Lawson Products (NASDAQ:LAWS) Could Easily Take On More Debt

Howard Marks put it nicely when he said that, rather than worrying about share price volatility, 'The possibility of permanent loss is the risk I worry about... and every practical investor I know worries about.' So it might be obvious that you need to consider debt, when you think about how risky any given stock is, because too much debt can sink a company. Importantly, Lawson Products, Inc. (NASDAQ:LAWS) does carry debt. But the real question is whether this debt is making the company risky.

Why Does Debt Bring Risk?

Debt assists a business until the business has trouble paying it off, either with new capital or with free cash flow. If things get really bad, the lenders can take control of the business. While that is not too common, we often do see indebted companies permanently diluting shareholders because lenders force them to raise capital at a distressed price. Of course, the upside of debt is that it often represents cheap capital, especially when it replaces dilution in a company with the ability to reinvest at high rates of return. When we examine debt levels, we first consider both cash and debt levels, together.
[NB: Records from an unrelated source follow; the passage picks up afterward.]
Issue #26019, opened 2019-08-11
URL cannot handle "localhost" domain for base url


phallguy:
URL constructor raises a TypeError when using `localhost` as the base url.

React Native version:

System:
    OS: macOS 10.14.6
    CPU: (12) x64 Intel(R) Core(TM) i9-8950HK CPU @ 2.90GHz
    Memory: 4.55 GB / 16.00 GB
    Shell: 3.2.57 - /bin/bash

Check out our latest analysis for Lawson Products

How Much Debt Does Lawson Products Carry?

You can click the graphic below for the historical numbers, but it shows that Lawson Products had US$1.71m of debt in June 2020, down from US$8.82m, one year before. However, its balance sheet shows it holds US$10.0m in cash, so it actually has US$8.30m net cash.

debt-equity-history-analysis
debt-equity-history-analysis

How Healthy Is Lawson Products's Balance Sheet?

We can see from the most recent balance sheet that Lawson Products had liabilities of US$39.6m falling due within a year, and liabilities of US$37.1m due beyond that. Offsetting these obligations, it had cash of US$10.0m as well as receivables valued at US$40.0m due within 12 months. So its liabilities outweigh the sum of its cash and (near-term) receivables by US$26.6m.

Of course, Lawson Products has a market capitalization of US$415.1m, so these liabilities are probably manageable. Having said that, it's clear that we should continue to monitor its balance sheet, lest it change for the worse. While it does have liabilities worth noting, Lawson Products also has more cash than debt, so we're pretty confident it can manage its debt safely.

Even more impressive was the fact that Lawson Products grew its EBIT by 130% over twelve months. That boost will make it even easier to pay down debt going forward. When analysing debt levels, the balance sheet is the obvious place to start. But ultimately the future profitability of the business will decide if Lawson Products can strengthen its balance sheet over time. So if you're focused on the future you can check out this free report showing analyst profit forecasts.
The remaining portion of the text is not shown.